Qualifying Column Names
^^^^^^^^^^^^^^^^^^^^^^^

When two relations in a join have columns with the same name, the column
references must be qualified using the relation alias (if the relation
has an alias), or with the relation name::

    SELECT nation.name, region.name
    FROM nation
    CROSS JOIN region;

    SELECT n.name, r.name
    FROM nation AS n
    CROSS JOIN region AS r;

    SELECT n.name, r.name
    FROM nation n
    CROSS JOIN region r;

The following query will fail with the error ``Column 'name' is ambiguous``::

    SELECT name
    FROM nation
    CROSS JOIN region;


Subqueries
----------

A subquery is an expression which is composed of a query. The subquery
is correlated when it refers to columns outside of the subquery.
Logically, the subquery will be evaluated for each row in the surrounding
query. The referenced columns will thus be constant during any single
evaluation of the subquery.

.. note::

  Support for correlated subqueries is limited. Not every standard form is
  supported

EXISTS
^^^^^^

The ``EXISTS`` predicate determines if a subquery returns any rows::

    SELECT name
    FROM nation
    WHERE EXISTS (SELECT * FROM region WHERE region.regionkey = nation.regionkey)

IN
^^

The ``IN`` predicate determines if any values produced by the subquery
are equal to the provided expression.
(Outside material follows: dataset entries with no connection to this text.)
PR #1220, opened 2024-06-07
Implement connection manager with lazy connect

tonynguyen-sotatek:
Implement connection manager with lazy connect

### DIFF
--- a/redis/src/aio/connection_manager.rs
+++ b/redis/src/aio/connection_manager.rs
@@ -18,6 +18,18 @@ use std::sync::Arc;
 use tokio_retry::strategy::{jitter, ExponentialBackoff};
 use tokio_retry::Retry;
 
+/// Policy defining how to combine multiple responses into one.
+#[derive(Debug, Clone, Copy, PartialEq)]
+pub enum ConnectionStatus {
+    Wait,
+    // Reconnecting,  // will use it in the future
+    // Connecting, // will use it in the future
+    Connect,
+    // Ready, // will use it in the future
+    // Close, // will use it in the future
+    // End, // will use it in the future
+}
+
 /// A `ConnectionManager` is a proxy that wraps a [multiplexed
 /// connection][multiplexed-connection] and automatically reconnects to the
 /// server when necessary.
@@ -51,7 +63,7 @@ pub struct ConnectionManager {
     ///
     /// The `ArcSwap` is required to be able to replace the connection
     /// without making the `ConnectionManager` mutable.
-    connection: Arc<ArcSwap<SharedRedisFuture<MultiplexedConnection>>>,
+    connection: Option<Arc<ArcSwap<SharedRedisFuture<MultiplexedConnection>>>>,
 
     runtime: Runtime,
     retry_strategy: ExponentialBackoff,
@@ -59,6 +71,7 @@ pub struct ConnectionManager {
     response_timeout: std::time::Duration,
     connection_timeout: std::time::Duration,
     push_manager: PushManager,
+    connection_status: ConnectionStatus,
 }
 
 /// A `RedisResult` that can be cloned because `RedisError` is behind an `Arc`.
@@ -66,6 +79,13 @@ type CloneableRedisResult<T> = Result<T, Arc<RedisError>>;
 
 /// Type alias for a shared boxed future that will resolve to a `CloneableRedisResult`.
 type SharedRedisFuture<T> = Shared<BoxFuture<'static, CloneableRedisResult<T>>>;
+
+/// Handle a command result. If the connection was dropped, reconnect.
+macro_rules! connect_with_lazy_connect {
+    ($self:expr) => {
+        $self.new_connection_lazy_connect().await;
+    };
+}
 
 /// Handle a command result. If the connection was dropped, reconnect.
 macro_rules! reconnect_if_dropped {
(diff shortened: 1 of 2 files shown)


nihohit:
I see this is only in the draft stage. Please, before you mark this as ready for review, make sure that you add an explanation of what is the goal you're trying to achieve, and what's the general design guiding it.

xoac (approved):
LGTM

xoac:
@nihohit the goal of this PR is to make connection to redis optional on application startup. With lazy constructor connection is deferred until needed and if failed it's handled in single place the same way as it was broken after successful connection. 

This avoid create in application that use redis_rs crate special wrapper around redis-rs client that would implement reconnection (but only on startup because if connection fails after init successful connection then redis_rs can handle it). I hope you find this PR to be worth of merging!

nihohit:
Maybe I'm missing something, but wouldn't you get exactly the same effect by using `OnceLock::get_or_init`?

I wouldn't want to add a new API, with all relevant maintenance cost, if the standard library already contains a working alternative.
In any case, notice that the test you've added doesn't actually test the laziness of the initializer - you'd need to check the server whether a connection was made before & after a command is sent on the connection.

xoac:
> In any case, notice that the test you've added doesn't actually test the laziness of the initializer - you'd need to check the server whether a connection was made before & after a command is sent on the connection.

That is true. The test check if lazy connection can eventually connect to server. I though that laziness doesn't need to be checked because function `new_with_config_lazy` is synchronous and internally created feature do nothing until pulled. So the lazy "check is done" on compile time. Is that assumption of mine incorrect?

> I wouldn't want to add a new API, with all relevant maintenance cost
Any reason why this could add maintenance costs? It reuse your implementation that allow connection to be lazy (just wasn't exposed). Do you mean possible future refactor? 

> Maybe I'm missing something, but wouldn't you get exactly the same effect by using OnceLock::get_or_init?
-  You need re-implement `reconnect` function in your application with `OnceLock::get_or_init` and you don't have access to already implemented things like "back_off" from `ConnectionManager`
- Passing `ConnectionManager` is simple, on the other hand with OnceLocked you need either create global version (that you need to check in every place if is already initialized) or create own wrapper that share the same purpose as `ConnectionManager` --  reconnect to redis server when needed.
-  OnceLock is not async
- with OnceLock initialization that is done is separate thread, without extra code it's not possible to await for connection in different task (you can just check if OnceLock container was already initialized or not) 


example pseudo code
```rs
async fn data_loader(cache: &mut ConnectionManager, loader: Loader) -> i32 {

  let cache_result = cache.get("key").await();
  match cache_result {
    Ok(v) => return v;
    Err(err) => {
       // SINGLE place to handle all errors
       // here error is just ignored and 
      loader.get("key").await.unwrap()
    }
  }
}

fn main() {
  // `new_with_config` if you wish to handle first connection in special way
  let redis = ConnectionManager::new_with_config_lazy(...);
  let _ = data_loader(&mut redis, Loader::new()).await();  
}
```

Let me know if I correctly understand your suggestion for `OnceLock`. Also waiting your further opinion on this PR

redis/src/aio/connection_manager.rs
```diff
@@ -267,29 +287,28 @@ impl ConnectionManager {
...
+        let push_manager_cloned = push_manager.clone();
+        let connection = Self::new_connection(
             client.clone(),
             retry_strategy.clone(),
             config.number_of_retries,
             config.response_timeout,
             config.connection_timeout,
         )
-        .await?;
+        .map_err(Arc::new)
```
nihohit, line 298: why is the error mapped to `Arc`?

redis/src/client.rs
```diff
@@ -592,6 +592,35 @@ impl Client {
         crate::aio::ConnectionManager::new_with_config(self.clone(), config).await
     }
 
+    /// Returns an async [`ConnectionManager`][connection-manager] from the client.
```
nihohit, line 595: this documentation doesn't explain at all the difference of this initializer from the other one. The lazyness needs to be properly explained here.

nihohit:
Sorry it took a while to answer. The change is generally ok, and I'm not strongly opposed to it, but I do want to make sure that we're not adding code that can be rather easily replaced by the user by combining us with another crate. @jaymell thoughts on this?

> Any reason why this could add maintenance costs?

Every new public function, or even field, incurs potential maintenance cost. There could be bugs in the code you introduced. There would be feature requests for the code you introduced. EVERYTHING has a cost.

> You need re-implement reconnect function in your application with OnceLock::get_or_init and you don't have access to already implemented things like "back_off" from ConnectionManager

why?

> OnceLock is not async

Then use the async_once_cell crate - I believe [this is what you're looking for](https://docs.rs/async-once-cell/latest/async_once_cell/struct.Lazy.html).

> Passing ConnectionManager is simple, on the other hand with OnceLocked you need either create global version (that you need to check in every place if is already initialized) or create own wrapper that share the same purpose as ConnectionManager -- reconnect to redis server when needed

Or you could just wrap the Lazy oncelock with an `Arc`, and clone it around. You'd still need to await the connection, I agree that the ergonomics are worse, but it gets the job done.

nihohit:
@xoac are you still interested in pushing this change?

nihohit:
closed in favor of https://github.com/redis-rs/redis-rs/pull/2022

The result of ``IN`` follows the
standard rules for nulls. The subquery must produce exactly one column::

    SELECT name
    FROM nation
    WHERE regionkey IN (SELECT regionkey FROM region)

Scalar Subquery
^^^^^^^^^^^^^^^

A scalar subquery is a non-correlated subquery that returns zero or
one row. It is an error for the subquery to produce more than one
row. The returned value is ``NULL`` if the subquery produces no rows::

    SELECT name
    FROM nation
    WHERE regionkey = (SELECT max(regionkey) FROM region)

.. note:: Currently only single column can be returned from the scalar subquery.